(INPUT DATA Opens)

PR #960, opened 2026-04-27
modernize hyperparameter search example

OrestisLomis:
Two points: 
- Not sure if the `CPM_<solver>(model)` pattern should indeed be updated to `cp.SolverLookup.get(<solver>, model)`, but it made sense to me to update it
- Also in the 4 years since this example was added CPMpy/OR-Tools has gotten way faster which led to the difference between best and worse being neglible, so I decided to up the number of queens a bit.


OrestisLomis:
I guess a third, and more important point is: should the whole example not be updated to use the `ParameterTuner` class?

examples/advanced/hyperparameter_search.py
```diff
@@ -3,13 +3,12 @@
...
-from cpmpy.solvers import CPM_ortools, param_combinations
+import cpmpy as cp
+from cpmpy.solvers import param_combinations
 from cpmpy.transformations.flatten_model import flatten_model
 
 def main():
-    model = nqueens(n=25)
+    model = nqueens(n=50)
     # flatten once upfront, reduces overhead of multiple solves
     model = flatten_model(model)
```
IgnaceBleukx: This is from when flatten was the only transformation for ortools...
I would actually just remove this. The overhead should be negligable, and we don't count it in the runtime anyway (only solve time there)

examples/advanced/hyperparameter_search.py
```diff
@@ -3,13 +3,12 @@
...
 Generally applicable, and demonstrated on n-queens with ortools
 """
-import sys
-from cpmpy import *
-from cpmpy.solvers import CPM_ortools, param_combinations
+import cpmpy as cp
+from cpmpy.solvers import param_combinations
 from cpmpy.transformations.flatten_model import flatten_model
 
 def main():
```
IgnaceBleukx, line 11: give model as arg?
Also function name could be more informative. Like "tune_parameters" or something.

IgnaceBleukx (commented):
I would increase the number of queens a little more to 75.
Best to exclude this example from the test_examples (there is an exclude list in that file somewhere).

We should also point to our actual hyperparameter tuning tool in the docstring of this file.
E.g., 
```
CPMpy also includes a fully-fledged hyperparameter tuner, located in `cpmpy.tools.tune_solver`.
```

Or actually, shouldn't we just rework this example to use the built-in tuner? I feel that makes more sense as an example on how to use the library.

OrestisLomis:
Indeed I agree it makes more sense to update the whole example to reflect how the `ParameterTuner` class should be used. Please have a look at the issue I opened regarding this class, because I feel like it's actually a bit outdated/undersupported #963.

OrestisLomis:
@IgnaceBleukx I updated the example to use actual CPMpy tooling, also I increased the nb of queens even more to 125 because it has 'more interesting' behaviour in terms of continuously improving the runtime.

Related to this PR, I was looking at adding parameters for Exact but then we would actually have to account for this in the ParameterTuner class, since Exact doesn't take params at solve time. Is that something we want to do?

IgnaceBleukx:
Hmm in the current form in the tuner we indeed use `SolverLookup` but thats not really required as we always re-initialize it to avoid accidentally using an incremental solver an biasing the results like that.
The only reason why we do it currently is to not count the transformation time when tuning.

`cp.Model.solve` already takes care of dispatching solve parameters to the constructor of exact, so ideally we would just use that, but we should first address #803 and then we can add the tuneable parameters to exact.
Not a blocker for this PR in any case : )

examples/advanced/hyperparameter_search.py
```diff
@@ -3,59 +3,63 @@
...
+    tuner = ParameterTuner(
+        solvername="ortools", 
+        model=model, 
+        all_params=all_params, 
+        defaults=defaults
+    )
 
-    s = CPM_ortools(model); s.solve()
-    print("With default parameters:", round(s.status().runtime,2))
+    # Uncomment to use GridSearchTuner instead of ParameterTuner
```
IgnaceBleukx: Not sure this is needed, there is no real reason to not use the actual Parameter Tuner

examples/advanced/hyperparameter_search.py
```diff
@@ -3,59 +3,63 @@
...
+    # )
 
-    # Outputs:
-    # Fastest in 0.02 seconds, config: {'cp_model_probing_level': 0, 'linearization_level': 0, 'symmetry_level': 1}
-    # Comparing best -- worst: 0.02 -- 0.2
-    # With default parameters: 0.13
+    
+    # 4. Run Tuning
+    # time_limit: total budget for the whole process
+    # max_tries: limit number of configs to test
```
IgnaceBleukx: you don't run max_tries, so don't document it either

examples/advanced/hyperparameter_search.py
```diff
@@ -3,59 +3,63 @@
...
+        'cp_model_probing_level': 2,
+        'linearization_level': 1,
+        'symmetry_level': 2
+    }
 
-    print()
-    best = configs[0]
-    print("Fastest in", round(best[0],2), "seconds, config:", best[1])
-    print("Comparing best -- worst:", round(configs[0][0],2), "--", round(configs[-1][0],2))
+    # initialize tuner; can use ParameterTuner (SMBO-based) or GridSearchTuner (Exhaustive)
```
IgnaceBleukx: just `initialize tuner instance`

examples/advanced/hyperparameter_search.py
```diff
@@ -3,59 +3,63 @@
...
+    #     all_params=all_params, 
+    #     defaults=defaults
+    # )
 
-    # Outputs:
-    # Fastest in 0.02 seconds, config: {'cp_model_probing_level': 0, 'linearization_level': 0, 'symmetry_level': 1}
-    # Comparing best -- worst: 0.02 -- 0.2
-    # With default parameters: 0.13
+    
+    # 4. Run Tuning
```
IgnaceBleukx: just `run tuner: total budget of 60 seconds`

examples/advanced/hyperparameter_search.py
```diff
@@ -3,59 +3,63 @@
...
-    return Model(
-             AllDifferent(queens),
-             AllDifferent([queens[i] + i for i in range(n)]),
-             AllDifferent([queens[i] - i for i in range(n)]),
-           )
+    """ N-queens problem """
+    queens = cp.intvar(1, n, shape=n)
+    return cp.Model(
+        cp.AllDifferent(queens),
+        cp.AllDifferent([queens[i] + i for i in range(n)]),
```
IgnaceBleukx: for style points: `cp.AllDifferent(queens + np.arange(n))`

examples/advanced/hyperparameter_search.py
IgnaceBleukx, line 2: add `#!/usr/bin/env python`

IgnaceBleukx (commented):
Almost there, I feel the example is now being treated as a very verbose docstring on how to use the parameter tuner...
Rather I would like it to just be an example that USES the tuner, instead of explaining how it CAN be used (we have the docstring of the tuner for that)

So code-wise it looks good, but the comments should really be updated (see reviewer comments)

IgnaceBleukx (approved):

(INPUT DATA Closes)

- _WHAT IS EXPECTED_:
For every line in the material, write out an exact copy.

- _RESPONSE TO THE TASK_:
PR #960, opened 2026-04-27
modernize hyperparameter search example

OrestisLomis:
Two points: 
- Not sure if the `CPM_<solver>(model)` pattern should indeed be updated to `cp.SolverLookup.get(<solver>, model)`, but it made sense to me to update it
- Also in the 4 years since this example was added CPMpy/OR-Tools has gotten way faster which led to the difference between best and worse being neglible, so I decided to up the number of queens a bit.


OrestisLomis:
I guess a third, and more important point is: should the whole example not be updated to use the `ParameterTuner` class?

examples/advanced/hyperparameter_search.py
```diff
@@ -3,13 +3,12 @@
...
-from cpmpy.solvers import CPM_ortools, param_combinations
+import cpmpy as cp
+from cpmpy.solvers import param_combinations
 from cpmpy.transformations.flatten_model import flatten_model
 
 def main():
-    model = nqueens(n=25)
+    model = nqueens(n=50)
     # flatten once upfront, reduces overhead of multiple solves
     model = flatten_model(model)
```
IgnaceBleukx: This is from when flatten was the only transformation for ortools...
I would actually just remove this. The overhead should be negligable, and we don't count it in the runtime anyway (only solve time there)

examples/advanced/hyperparameter_search.py
```diff
@@ -3,13 +3,12 @@
...
 Generally applicable, and demonstrated on n-queens with ortools
 """
-import sys
-from cpmpy import *
-from cpmpy.solvers import CPM_ortools, param_combinations
+import cpmpy as cp
+from cpmpy.solvers import param_combinations
 from cpmpy.transformations.flatten_model import flatten_model
 
 def main():
```
IgnaceBleukx, line 11: give model as arg?
Also function name could be more informative. Like "tune_parameters" or something.

IgnaceBleukx (commented):
I would increase the number of queens a little more to 75.
Best to exclude this example from the test_examples (there is an exclude list in that file somewhere).

We should also point to our actual hyperparameter tuning tool in the docstring of this file.
E.g., 
```
CPMpy also includes a fully-fledged hyperparameter tuner, located in `cpmpy.tools.tune_solver`.
```

Or actually, shouldn't we just rework this example to use the built-in tuner? I feel that makes more sense as an example on how to use the library.

OrestisLomis:
Indeed I agree it makes more sense to update the whole example to reflect how the `ParameterTuner` class should be used. Please have a look at the issue I opened regarding this class, because I feel like it's actually a bit outdated/undersupported #963.

OrestisLomis:
@IgnaceBleukx I updated the example to use actual CPMpy tooling, also I increased the nb of queens even more to 125 because it has 'more interesting' behaviour in terms of continuously improving the runtime.

Related to this PR, I was looking at adding parameters for Exact but then we would actually have to account for this in the ParameterTuner class, since Exact doesn't take params at solve time. Is that something we want to do?

IgnaceBleukx:
Hmm in the current form in the tuner we indeed use `SolverLookup` but thats not really required as we always re-initialize it to avoid accidentally using an incremental solver an biasing the results like that.
The only reason why we do it currently is to not count the transformation time when tuning.

`cp.Model.solve` already takes care of dispatching solve parameters to the constructor of exact, so ideally we would just use that, but we should first address #803 and then we can add the tuneable parameters to exact.
Not a blocker for this PR in any case : )

examples/advanced/hyperparameter_search.py
```diff
@@ -3,59 +3,63 @@
...
+    tuner = ParameterTuner(
+        solvername="ortools", 
+        model=model, 
+        all_params=all_params, 
+        defaults=defaults
+    )
 
-    s = CPM_ortools(model); s.solve()
-    print("With default parameters:", round(s.status().runtime,2))
+    # Uncomment to use GridSearchTuner instead of ParameterTuner
```
IgnaceBleukx: Not sure this is needed, there is no real reason to not use the actual Parameter Tuner

examples/advanced/hyperparameter_search.py
```diff
@@ -3,59 +3,63 @@
...
+    # )
 
-    # Outputs:
-    # Fastest in 0.02 seconds, config: {'cp_model_probing_level': 0, 'linearization_level': 0, 'symmetry_level': 1}
-    # Comparing best -- worst: 0.02 -- 0.2
-    # With default parameters: 0.13
+    
+    # 4. Run Tuning
+    # time_limit: total budget for the whole process
+    # max_tries: limit number of configs to test
```
IgnaceBleukx: you don't run max_tries, so don't document it either

examples/advanced/hyperparameter_search.py
```diff
@@ -3,59 +3,63 @@
...
+        'cp_model_probing_level': 2,
+        'linearization_level': 1,
+        'symmetry_level': 2
+    }
 
-    print()
-    best = configs[0]
-    print("Fastest in", round(best[0],2), "seconds, config:", best[1])
-    print("Comparing best -- worst:", round(configs[0][0],2), "--", round(configs[-1][0],2))
+    # initialize tuner; can use ParameterTuner (SMBO-based) or GridSearchTuner (Exhaustive)
```
IgnaceBleukx: just `initialize tuner instance`

examples/advanced/hyperparameter_search.py
```diff
@@ -3,59 +3,63 @@
...
+    #     all_params=all_params, 
+    #     defaults=defaults
+    # )
 
-    # Outputs:
-    # Fastest in 0.02 seconds, config: {'cp_model_probing_level': 0, 'linearization_level': 0, 'symmetry_level': 1}
-    # Comparing best -- worst: 0.02 -- 0.2
-    # With default parameters: 0.13
+    
+    # 4. Run Tuning
```
IgnaceBleukx: just `run tuner: total budget of 60 seconds`

examples/advanced/hyperparameter_search.py
```diff
@@ -3,59 +3,63 @@
...
-    return Model(
-             AllDifferent(queens),
-             AllDifferent([queens[i] + i for i in range(n)]),
-             AllDifferent([queens[i] - i for i in range(n)]),
-           )
+    """ N-queens problem """
+    queens = cp.intvar(1, n, shape=n)
+    return cp.Model(
+        cp.AllDifferent(queens),
+        cp.AllDifferent([queens[i] + i for i in range(n)]),
```
IgnaceBleukx: for style points: `cp.AllDifferent(queens + np.arange(n))`

examples/advanced/hyperparameter_search.py
IgnaceBleukx, line 2: add `#!/usr/bin/env python`

IgnaceBleukx (commented):
Almost there, I feel the example is now being treated as a very verbose docstring on how to use the parameter tuner...
Rather I would like it to just be an example that USES the tuner, instead of explaining how it CAN be used (we have the docstring of the tuner for that)

So code-wise it looks good, but the comments should really be updated (see reviewer comments)

IgnaceBleukx (approved):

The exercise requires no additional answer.